#### PROBLEM TO WORK ON:
Please show every line from the entries that carries the word "tegefaulkes".
··········
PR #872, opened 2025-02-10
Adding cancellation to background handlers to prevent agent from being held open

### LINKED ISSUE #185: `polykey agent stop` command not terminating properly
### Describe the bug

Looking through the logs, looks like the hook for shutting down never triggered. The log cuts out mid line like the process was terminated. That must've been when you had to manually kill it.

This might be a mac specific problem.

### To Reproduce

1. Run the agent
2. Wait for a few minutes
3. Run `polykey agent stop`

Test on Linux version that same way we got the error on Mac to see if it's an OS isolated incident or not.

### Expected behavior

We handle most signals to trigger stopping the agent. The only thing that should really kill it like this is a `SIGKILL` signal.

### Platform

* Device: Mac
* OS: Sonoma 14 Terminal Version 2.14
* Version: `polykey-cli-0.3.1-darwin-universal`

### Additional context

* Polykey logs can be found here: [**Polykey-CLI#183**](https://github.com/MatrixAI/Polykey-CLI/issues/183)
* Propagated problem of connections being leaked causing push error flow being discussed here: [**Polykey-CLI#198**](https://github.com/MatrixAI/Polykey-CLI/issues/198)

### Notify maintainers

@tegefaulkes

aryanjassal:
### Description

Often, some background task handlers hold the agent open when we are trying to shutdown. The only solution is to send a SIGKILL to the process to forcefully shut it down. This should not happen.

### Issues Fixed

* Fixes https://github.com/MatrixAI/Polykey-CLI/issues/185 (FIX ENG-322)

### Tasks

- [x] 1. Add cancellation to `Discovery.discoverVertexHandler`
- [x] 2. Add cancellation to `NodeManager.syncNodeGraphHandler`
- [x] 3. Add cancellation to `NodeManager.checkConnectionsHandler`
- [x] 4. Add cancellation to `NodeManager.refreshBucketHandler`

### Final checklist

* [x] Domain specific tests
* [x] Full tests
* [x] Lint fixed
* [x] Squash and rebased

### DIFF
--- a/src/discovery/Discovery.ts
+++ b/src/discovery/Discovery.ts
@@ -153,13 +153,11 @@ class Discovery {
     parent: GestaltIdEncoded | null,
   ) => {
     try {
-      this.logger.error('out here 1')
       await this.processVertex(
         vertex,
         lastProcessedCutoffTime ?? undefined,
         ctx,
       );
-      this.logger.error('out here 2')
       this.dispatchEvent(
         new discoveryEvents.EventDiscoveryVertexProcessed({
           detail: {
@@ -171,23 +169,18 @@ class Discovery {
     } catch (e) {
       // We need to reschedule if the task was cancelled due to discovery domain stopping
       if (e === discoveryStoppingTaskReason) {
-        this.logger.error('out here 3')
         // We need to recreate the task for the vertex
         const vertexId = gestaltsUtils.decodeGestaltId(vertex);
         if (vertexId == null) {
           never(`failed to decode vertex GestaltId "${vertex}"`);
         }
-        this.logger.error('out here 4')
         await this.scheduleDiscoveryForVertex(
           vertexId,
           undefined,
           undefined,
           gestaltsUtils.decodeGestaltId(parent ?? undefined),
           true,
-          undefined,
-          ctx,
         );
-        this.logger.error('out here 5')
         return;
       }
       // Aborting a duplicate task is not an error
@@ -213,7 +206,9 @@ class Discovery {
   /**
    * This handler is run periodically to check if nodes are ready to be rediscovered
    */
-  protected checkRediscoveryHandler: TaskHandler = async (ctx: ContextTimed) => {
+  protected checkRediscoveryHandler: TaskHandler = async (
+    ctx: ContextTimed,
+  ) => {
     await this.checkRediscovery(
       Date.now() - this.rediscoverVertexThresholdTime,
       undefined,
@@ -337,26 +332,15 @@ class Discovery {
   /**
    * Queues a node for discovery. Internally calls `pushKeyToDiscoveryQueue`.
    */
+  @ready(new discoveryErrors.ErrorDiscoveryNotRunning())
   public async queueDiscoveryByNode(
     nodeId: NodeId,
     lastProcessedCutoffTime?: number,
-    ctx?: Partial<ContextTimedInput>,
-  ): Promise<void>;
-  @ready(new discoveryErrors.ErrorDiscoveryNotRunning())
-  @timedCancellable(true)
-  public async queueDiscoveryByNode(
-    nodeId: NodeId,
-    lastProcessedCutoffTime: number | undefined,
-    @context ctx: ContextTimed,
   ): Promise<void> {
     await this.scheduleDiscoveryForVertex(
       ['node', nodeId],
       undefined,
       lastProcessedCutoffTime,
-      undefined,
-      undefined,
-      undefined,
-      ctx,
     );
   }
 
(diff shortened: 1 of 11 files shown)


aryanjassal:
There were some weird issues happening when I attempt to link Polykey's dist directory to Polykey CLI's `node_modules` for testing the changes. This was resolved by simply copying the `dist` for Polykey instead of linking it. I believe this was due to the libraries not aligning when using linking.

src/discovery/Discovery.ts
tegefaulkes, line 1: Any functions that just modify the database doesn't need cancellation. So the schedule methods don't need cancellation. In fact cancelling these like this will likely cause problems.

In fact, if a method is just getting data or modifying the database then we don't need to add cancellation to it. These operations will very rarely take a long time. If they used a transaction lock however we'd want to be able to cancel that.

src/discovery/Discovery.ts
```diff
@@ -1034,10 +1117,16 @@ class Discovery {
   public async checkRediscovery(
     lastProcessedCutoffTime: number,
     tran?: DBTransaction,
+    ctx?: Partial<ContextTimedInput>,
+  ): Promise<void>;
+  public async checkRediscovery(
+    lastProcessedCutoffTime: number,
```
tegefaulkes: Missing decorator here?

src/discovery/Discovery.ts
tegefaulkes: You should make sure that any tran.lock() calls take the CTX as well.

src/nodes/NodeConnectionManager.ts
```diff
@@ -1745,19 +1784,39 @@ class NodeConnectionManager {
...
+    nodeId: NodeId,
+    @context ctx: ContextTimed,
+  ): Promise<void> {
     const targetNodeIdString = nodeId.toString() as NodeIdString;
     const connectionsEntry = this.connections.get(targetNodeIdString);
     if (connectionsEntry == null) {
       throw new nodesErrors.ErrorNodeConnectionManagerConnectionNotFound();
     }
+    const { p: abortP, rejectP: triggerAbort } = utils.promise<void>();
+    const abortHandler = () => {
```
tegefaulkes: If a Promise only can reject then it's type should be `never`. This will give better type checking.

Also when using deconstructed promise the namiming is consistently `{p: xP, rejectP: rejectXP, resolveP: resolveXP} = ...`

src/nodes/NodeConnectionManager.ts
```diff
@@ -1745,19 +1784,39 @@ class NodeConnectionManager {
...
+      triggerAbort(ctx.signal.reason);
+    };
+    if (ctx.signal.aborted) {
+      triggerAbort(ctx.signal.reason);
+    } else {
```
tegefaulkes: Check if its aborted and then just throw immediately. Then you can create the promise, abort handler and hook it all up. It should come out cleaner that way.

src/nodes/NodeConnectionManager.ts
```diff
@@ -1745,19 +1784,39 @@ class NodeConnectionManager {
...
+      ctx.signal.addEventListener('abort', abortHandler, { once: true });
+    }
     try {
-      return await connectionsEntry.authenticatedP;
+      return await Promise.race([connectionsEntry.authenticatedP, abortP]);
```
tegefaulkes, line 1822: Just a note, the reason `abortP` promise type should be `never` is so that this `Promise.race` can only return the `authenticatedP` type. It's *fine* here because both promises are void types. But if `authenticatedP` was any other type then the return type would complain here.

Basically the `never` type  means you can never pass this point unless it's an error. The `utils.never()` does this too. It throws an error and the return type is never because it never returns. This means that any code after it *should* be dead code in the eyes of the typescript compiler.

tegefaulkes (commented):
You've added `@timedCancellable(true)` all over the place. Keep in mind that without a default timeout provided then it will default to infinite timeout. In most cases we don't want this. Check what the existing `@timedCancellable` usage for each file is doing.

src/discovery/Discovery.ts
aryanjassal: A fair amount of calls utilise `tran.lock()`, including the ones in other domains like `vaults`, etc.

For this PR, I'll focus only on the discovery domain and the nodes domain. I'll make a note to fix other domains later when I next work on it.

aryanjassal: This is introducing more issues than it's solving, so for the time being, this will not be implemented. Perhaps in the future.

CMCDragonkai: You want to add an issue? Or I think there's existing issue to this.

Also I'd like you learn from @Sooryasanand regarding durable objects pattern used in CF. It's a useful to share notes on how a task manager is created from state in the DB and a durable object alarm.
··········
#### EXERCISE OUTPUT:
@tegefaulkes
tegefaulkes, line 1: Any functions that just modify the database doesn't need cancellation. So the schedule methods don't need cancellation. In fact cancelling these like this will likely cause problems.
tegefaulkes: Missing decorator here?
tegefaulkes: You should make sure that any tran.lock() calls take the CTX as well.
tegefaulkes: If a Promise only can reject then it's type should be `never`. This will give better type checking.
tegefaulkes: Check if its aborted and then just throw immediately. Then you can create the promise, abort handler and hook it all up. It should come out cleaner that way.
tegefaulkes, line 1822: Just a note, the reason `abortP` promise type should be `never` is so that this `Promise.race` can only return the `authenticatedP` type. It's *fine* here because both promises are void types. But if `authenticatedP` was any other type then the return type would complain here.
tegefaulkes (commented):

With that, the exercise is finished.